:: MATERIAL SUPPLIED

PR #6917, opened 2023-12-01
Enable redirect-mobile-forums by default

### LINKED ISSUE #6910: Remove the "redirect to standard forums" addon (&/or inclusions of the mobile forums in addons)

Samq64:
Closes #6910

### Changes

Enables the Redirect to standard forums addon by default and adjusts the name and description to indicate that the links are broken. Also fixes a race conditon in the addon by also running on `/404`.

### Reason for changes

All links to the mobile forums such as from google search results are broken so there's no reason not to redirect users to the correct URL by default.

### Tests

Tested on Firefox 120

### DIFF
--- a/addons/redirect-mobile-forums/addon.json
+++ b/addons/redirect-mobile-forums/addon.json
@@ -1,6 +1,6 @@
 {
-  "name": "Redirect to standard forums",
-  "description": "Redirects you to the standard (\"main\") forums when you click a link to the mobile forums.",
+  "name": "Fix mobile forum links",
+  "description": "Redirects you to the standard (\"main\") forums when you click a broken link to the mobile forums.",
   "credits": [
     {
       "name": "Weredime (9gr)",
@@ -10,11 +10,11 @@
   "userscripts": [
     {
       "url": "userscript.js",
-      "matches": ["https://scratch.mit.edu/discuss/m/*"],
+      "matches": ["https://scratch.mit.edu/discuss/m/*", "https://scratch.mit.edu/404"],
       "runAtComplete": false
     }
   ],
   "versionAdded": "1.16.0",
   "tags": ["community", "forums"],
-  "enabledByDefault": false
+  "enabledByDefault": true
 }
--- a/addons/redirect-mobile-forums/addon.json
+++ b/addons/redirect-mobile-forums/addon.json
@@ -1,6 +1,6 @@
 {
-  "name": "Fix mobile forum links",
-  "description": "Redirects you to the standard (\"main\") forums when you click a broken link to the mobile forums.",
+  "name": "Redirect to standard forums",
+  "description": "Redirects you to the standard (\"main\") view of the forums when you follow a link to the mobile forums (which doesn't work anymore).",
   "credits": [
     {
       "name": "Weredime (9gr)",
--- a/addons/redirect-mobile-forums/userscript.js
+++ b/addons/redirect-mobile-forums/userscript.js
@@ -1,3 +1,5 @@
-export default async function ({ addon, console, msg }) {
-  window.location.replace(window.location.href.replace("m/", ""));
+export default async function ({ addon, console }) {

::::
:: MATERIAL SUPPLIED

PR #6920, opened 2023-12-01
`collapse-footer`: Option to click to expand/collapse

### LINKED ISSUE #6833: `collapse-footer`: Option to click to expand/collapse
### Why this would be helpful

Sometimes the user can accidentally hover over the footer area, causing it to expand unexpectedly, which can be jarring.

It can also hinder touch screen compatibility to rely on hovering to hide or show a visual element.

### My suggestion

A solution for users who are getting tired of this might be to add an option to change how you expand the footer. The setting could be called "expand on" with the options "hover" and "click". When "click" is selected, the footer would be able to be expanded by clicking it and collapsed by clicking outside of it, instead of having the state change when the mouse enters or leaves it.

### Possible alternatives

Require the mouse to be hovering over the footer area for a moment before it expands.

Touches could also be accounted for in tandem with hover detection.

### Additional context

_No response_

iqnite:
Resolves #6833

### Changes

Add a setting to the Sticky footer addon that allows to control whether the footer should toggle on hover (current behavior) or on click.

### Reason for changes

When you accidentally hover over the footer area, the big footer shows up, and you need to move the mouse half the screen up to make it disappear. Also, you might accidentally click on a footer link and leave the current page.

::::
:: MATERIAL SUPPLIED

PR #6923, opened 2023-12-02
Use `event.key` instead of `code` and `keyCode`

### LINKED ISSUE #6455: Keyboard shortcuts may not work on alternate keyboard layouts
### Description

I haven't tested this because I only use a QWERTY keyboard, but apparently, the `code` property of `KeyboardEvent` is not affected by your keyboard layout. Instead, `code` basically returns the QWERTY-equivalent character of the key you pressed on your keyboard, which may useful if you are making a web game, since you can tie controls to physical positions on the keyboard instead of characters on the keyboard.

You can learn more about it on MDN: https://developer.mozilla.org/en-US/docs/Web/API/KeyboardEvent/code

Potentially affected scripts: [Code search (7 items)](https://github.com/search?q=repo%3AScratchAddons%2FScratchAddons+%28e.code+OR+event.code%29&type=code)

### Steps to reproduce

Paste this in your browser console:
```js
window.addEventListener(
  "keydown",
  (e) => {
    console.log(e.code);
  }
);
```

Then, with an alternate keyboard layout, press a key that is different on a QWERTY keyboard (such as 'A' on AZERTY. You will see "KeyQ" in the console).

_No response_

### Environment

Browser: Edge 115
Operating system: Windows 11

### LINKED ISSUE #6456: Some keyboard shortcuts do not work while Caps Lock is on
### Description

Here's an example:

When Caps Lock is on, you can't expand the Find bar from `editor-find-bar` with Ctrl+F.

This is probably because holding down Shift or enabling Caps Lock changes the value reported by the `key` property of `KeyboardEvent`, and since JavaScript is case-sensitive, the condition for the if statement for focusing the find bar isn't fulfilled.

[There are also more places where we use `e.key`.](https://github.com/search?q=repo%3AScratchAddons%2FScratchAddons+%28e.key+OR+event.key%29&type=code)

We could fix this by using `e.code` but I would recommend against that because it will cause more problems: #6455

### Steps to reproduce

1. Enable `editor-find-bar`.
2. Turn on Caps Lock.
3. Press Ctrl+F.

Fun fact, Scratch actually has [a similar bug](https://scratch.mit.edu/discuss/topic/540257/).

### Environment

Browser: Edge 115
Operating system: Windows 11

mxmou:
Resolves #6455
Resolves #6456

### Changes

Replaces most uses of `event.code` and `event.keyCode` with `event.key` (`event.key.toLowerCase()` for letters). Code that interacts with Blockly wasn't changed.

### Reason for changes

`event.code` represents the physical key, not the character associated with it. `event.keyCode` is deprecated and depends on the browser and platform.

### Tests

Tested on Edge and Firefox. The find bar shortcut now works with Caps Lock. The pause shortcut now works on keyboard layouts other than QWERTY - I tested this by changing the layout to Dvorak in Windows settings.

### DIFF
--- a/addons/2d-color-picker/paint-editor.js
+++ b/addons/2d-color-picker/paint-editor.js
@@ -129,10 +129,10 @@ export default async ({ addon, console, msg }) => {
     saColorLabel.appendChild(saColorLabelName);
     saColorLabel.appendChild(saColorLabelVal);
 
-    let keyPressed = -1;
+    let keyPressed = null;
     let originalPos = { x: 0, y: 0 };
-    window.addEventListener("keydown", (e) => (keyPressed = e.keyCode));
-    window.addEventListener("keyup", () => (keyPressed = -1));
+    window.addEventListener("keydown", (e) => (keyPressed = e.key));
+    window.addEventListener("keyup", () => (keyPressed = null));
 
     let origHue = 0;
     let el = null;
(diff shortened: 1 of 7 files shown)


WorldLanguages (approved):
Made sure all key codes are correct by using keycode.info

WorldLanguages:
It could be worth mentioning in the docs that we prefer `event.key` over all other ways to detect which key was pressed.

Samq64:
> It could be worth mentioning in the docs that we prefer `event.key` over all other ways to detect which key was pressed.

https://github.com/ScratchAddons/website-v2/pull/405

::::

**WHAT THE TASK REQUIRES:** For the word "search", return every line of the records that holds it.

**WRITTEN RESPONSE:**
All links to the mobile forums such as from google search results are broken so there's no reason not to redirect users to the correct URL by default.
Potentially affected scripts: [Code search (7 items)](https://github.com/search?q=repo%3AScratchAddons%2FScratchAddons+%28e.code+OR+event.code%29&type=code)
[There are also more places where we use `e.key`.](https://github.com/search?q=repo%3AScratchAddons%2FScratchAddons+%28e.key+OR+event.key%29&type=code)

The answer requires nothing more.